Exercise instructions: Of the material below, only the lines from the line containing "reopened, synchronized, labeled]" down to the line containing "- **Refactor**" belong in the answer, written out exactly.

Records supplied:
§

PR #5552, opened 2025-03-11
Restrict Percy Tests to Exact Matching "check-visual-regression" Label

salmoneatenbybear:
## Summary
This pull request updates the condition for running Percy visual tests so that it matches the PR label `"check-visual-regression"` **more precisely**. 

Previously, the workflow just searched for the substring `check-visual-regression` anywhere in the labels’ JSON. Now, it looks explicitly for the snippet `"name":"check-visual-regression"`, ensuring we only trigger Percy tests if a PR has that **exact** label name.

## Details
- **Why this helps**: Prevents any partial or accidental match and guarantees only the `"check-visual-regression"` label triggers the test.
- **Outcome**: Percy tests won’t appear for a PR unless it is explicitly labeled `"check-visual-regression"`, or if it’s a direct push to `master`/`main`.

---------------------

This is to iterate over #5547 to solve the issue encountered in #5476 

## Summary by CodeRabbit

- **Tests**
	- Enhanced the triggering logic for visual regression checks to ensure more consistent quality verification.

- **Style**
	- Introduced minor formatting refinements in configuration for improved clarity.

### DIFF
--- a/.github/workflows/percy.yml
+++ b/.github/workflows/percy.yml
@@ -14,9 +14,12 @@ jobs:
   percy-tests:
     
     if: >
-      ${{ github.event_name == 'push' 
-         || (github.event_name == 'pull_request_target' 
-             && contains(toJson(github.event.pull_request.labels), 'check-visual-regression')) }}
+      github.event_name == 'push'
+      OR (
+        github.event_name == 'pull_request_target'
+        AND
+        contains(toJson(github.event.pull_request.labels), '"name":"check-visual-regression"')
+      )
 
     runs-on: ubuntu-latest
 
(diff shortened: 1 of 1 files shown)


salmoneatenbybear:
CC : @vedant-jain03 @tachyons

salmoneatenbybear:
Something related to an async op / callback not firing is causing the notification related rspec to fail alongwith which the Percy is bundled... Which causes the Percy check to fail here... Looking into it, we need to separate those two somehow because I think the time taken by the snapshot command is disturbing the notification selectors

vedant-jain03 (approved):

salmoneatenbybear:
@vedant-jain03 thanks for approving... if you could please take a look at #5553 which fixes the ci/cd which is causing the indirect trip over here... once that is merged i can update this pr and the ci/cd should pass smoothly.

PR #5580, opened 2025-03-16
fix: percy label not being detected

salmoneatenbybear:
## Description
This PR updates the Percy GitHub Actions workflow to correctly trigger visual regression tests only when a PR has the **check-visual-regression** label. Previously, the workflow was not running even when the label was present. 

### Key Changes:
- Added `labeled` to `pull_request_target.types` to ensure the workflow runs when the label is added.
- Improved the condition checking for PR labels in the `if:` clause.
- Added a debug step to print the PR labels at runtime to help diagnose label detection issues.

With this change, Percy visual regression tests should correctly run when the `check-visual-regression` label is present on a pull request.

## Summary by CodeRabbit

- **Chores**
  - Expanded workflow triggers to cover more pull request events.
  - Streamlined label checks for visual regression tests.

### DIFF
--- a/.github/workflows/percy.yml
+++ b/.github/workflows/percy.yml
@@ -6,7 +6,7 @@ on:
       - master
       - main
   pull_request_target:
-    types: [opened, reopened, synchronized, labeled]
+    types: [opened, reopened, synchronize, labeled]
     branches:
       - master
       - main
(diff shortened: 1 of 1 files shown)


salmoneatenbybear:
Before adding "check-visual-regression" Label Percy workflow *not triggered* as desired : 


https://github.com/user-attachments/assets/56193e70-f6f3-4d1c-b6ba-7ece90434e20



After adding "check-visual-regression" Label Percy workflow *triggered* as desired :

PR #5644, opened 2025-04-15
bug: improved search rendering function

mahmoodalisha:
Fixes #

 

The Current Rendering logic inside the search function appends elements
one by one using (searchResults.append()) Here $.each(results, function
(index, result) {...} iterates over results and appends each li separately
which can make UI sluggish. I have also noticed there is calling .empty() before appending results.
searchResults.empty(); clears the existing results. Then, $.each(results,
function (index, result) {...}) iterates over each result and appends it one by
one using searchResults.append(...) This causes multiple individual updates
to the DOM instead of a single update. Thus .append() is called multiple times, once for each result which is a bad performance. highlight.call(searchInput); is called after every single li is appended. This
means each time a search result is added, it recalculates the highlight effect.
So if we have 20 results, highlight() runs 20 times instead of just once at the end. 

Instead of appending elements one by one,I have built the entire HTML for all
results as a single string. Then, updated the DOM only once by setting
searchResults.html(resultHTML). so I have made sure to reduce DOM operations from O(n) to O(1).

https://github.com/user-attachments/assets/4e41591a-af5f-4d7c-bf44-21c6b9237df6

- [ ] If it is a core feature, I have added thorough tests.

## Summary by CodeRabbit

- **Refactor**
  - Improved the performance and clarity of the search feature, resulting in faster and more efficient search results display.
  - Streamlined the way "No Results Found" messages are shown for a cleaner user experience.

### DIFF
--- a/docs/source/javascripts/app/_search.js
+++ b/docs/source/javascripts/app/_search.js
@@ -56,36 +56,42 @@
   }
 
   function search(event) {
-
     var searchInput = $('#input-search')[0];
-
+    var searchTerm = searchInput.value;
+  
     unhighlight();
     searchResults.addClass('visible');
-
+  
     // ESC clears the field
     if (event.keyCode === 27) searchInput.value = '';
-
-    if (searchInput.value) {
-      var results = index.search(searchInput.value).filter(function(r) {
+  
+    if (searchTerm) {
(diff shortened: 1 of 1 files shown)


naman79820:
no issue tagged

PR #5815, opened 2025-06-15
Migrate Project Card to View Component

senbo1:
Fixes #5814

 

### Screenshots of the UI changes (If any) -

Screenshot 2025-06-15 at 2 57 14 PM

## Checklist before requesting a review
- [x] I have added proper PR title and linked to the issue
- [x] I have performed a self-review of my code
- [x] If it is a core feature, I have added thorough tests.

Note: Please check **Allow edits from maintainers.** if you would like us to assist in the PR.

PR #5886, opened 2025-07-12
fix: remove obsolete 2-arg calls to project_image_preview

### LINKED ISSUE #5885: Bug: ArgumentError (given 2, expected 1) in Circuitverse#index
## Summary
After merging PR #5815 ("Migrate Project Card to View Component"), the helper method `project_image_preview` was modified to accept only one positional argument (`project`). Several legacy views (including `app/views/circuitverse/index.html.erb`) still call this helper with two arguments (`project, current_user`), causing a runtime argument mismatch.

## Where the Error Shows Up
- **File:** `app/views/circuitverse/index.html.erb`
- **Line:** ~216
- **Offending Call:** 
  ```erb
  <%= project_image_preview(project, :thumb) %>
  ```

Image

## Root Cause
Commit `c3284f21` (part of PR #5815) changed the method signature:
```diff
- def project_image_preview(project, current_user)
+ def project_image_preview(project)
```

salmoneatenbybear:
## Summary

Fixes #5885 

## Context 

| Commit / PR | What changed | Impact |
|-------------|--------------|--------|
| **PR #5815** – “Migrate Project Card to View Component” | Removed the `current_user` positional parameter from `project_image_preview(project)` | Any view still calling the *old* two-arg form now fails with an arity mismatch. |

---

## Changes in This PR

| File | Old Call | New Call |
|------|----------|----------|
| `app/views/circuitverse/index.html.erb` | `project_image_preview(circuit, current_user)`<br>`project_image_preview(project, current_user)` | `project_image_preview(circuit)`<br>`project_image_preview(project)` |
| `app/views/featured_circuits/index.html.erb` | `project_image_preview(project, current_user)` | `project_image_preview(project)` |

---

### DIFF
--- a/app/views/circuitverse/index.html.erb
+++ b/app/views/circuitverse/index.html.erb
@@ -181,7 +181,7 @@
             <% @featured_circuits.each do |circuit| %>
               <div class="col-12 col-sm-12 col-md-6 col-lg-4">
                 <div class="card circuit-card">
-                  <%= image_tag project_image_preview(circuit, current_user), alt: circuit.name, class: "card-img-top circuit-card-image", height: "180", width: "288" %>
+                  <%= image_tag project_image_preview(circuit), alt: circuit.name, class: "card-img-top circuit-card-image", height: "180", width: "288" %>
                   <div class="card-footer circuit-card-footer">
                     <div class="circuit-card-name">
                       <p><%= circuit.name %></p>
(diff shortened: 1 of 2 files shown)


tachyons:
We can remove this helper and inline it.

salmoneatenbybear:
@tachyons 

The CI failure is the same intermittent Selenium/Capybara flake we keep seeing across various system specs (today it surfaced in assignment_spec.rb, other runs have flagged different files). Chrome re-renders the page between the moment Selenium locates an element and the instant it checks it, so the node ID is suddenly “not in the document” and the test explodes. It’s purely a timing issue.

The solid fix I think is to refactor the affected steps to use Capybara’s synchronised helpers (click_link, accept_confirm, follow-up expect(page).to have_text / have_no_selector, or a change { Model.count } assertion) instead of raw element calls; that forces Capybara to wait for the DOM to settle and should eliminate these flakes project-wide.

**Do you think we should make this fix ?**

senbo1:
LGTM, Sorry for the mistake in #5815, will take care next time when updating existing methods/variables.
Please review @tachyons

salmoneatenbybear:
> LGTM, Sorry for the mistake in #5815, will take care next time when updating existing methods/variables. Please review @tachyons

No worries @senbo1 no need for apologies, thanks for being open to collaborating.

§

Response to the exercise:
-    types: [opened, reopened, synchronized, labeled]
+    types: [opened, reopened, synchronize, labeled]
     branches:
       - master
       - main
(diff shortened: 1 of 1 files shown)


salmoneatenbybear:
Before adding "check-visual-regression" Label Percy workflow *not triggered* as desired : 


https://github.com/user-attachments/assets/56193e70-f6f3-4d1c-b6ba-7ece90434e20



After adding "check-visual-regression" Label Percy workflow *triggered* as desired :

PR #5644, opened 2025-04-15
bug: improved search rendering function

mahmoodalisha:
Fixes #

 

The Current Rendering logic inside the search function appends elements
one by one using (searchResults.append()) Here $.each(results, function
(index, result) {...} iterates over results and appends each li separately
which can make UI sluggish. I have also noticed there is calling .empty() before appending results.
searchResults.empty(); clears the existing results. Then, $.each(results,
function (index, result) {...}) iterates over each result and appends it one by
one using searchResults.append(...) This causes multiple individual updates
to the DOM instead of a single update. Thus .append() is called multiple times, once for each result which is a bad performance. highlight.call(searchInput); is called after every single li is appended. This
means each time a search result is added, it recalculates the highlight effect.
So if we have 20 results, highlight() runs 20 times instead of just once at the end. 

Instead of appending elements one by one,I have built the entire HTML for all
results as a single string. Then, updated the DOM only once by setting
searchResults.html(resultHTML). so I have made sure to reduce DOM operations from O(n) to O(1).

https://github.com/user-attachments/assets/4e41591a-af5f-4d7c-bf44-21c6b9237df6

- [ ] If it is a core feature, I have added thorough tests.

## Summary by CodeRabbit

- **Refactor**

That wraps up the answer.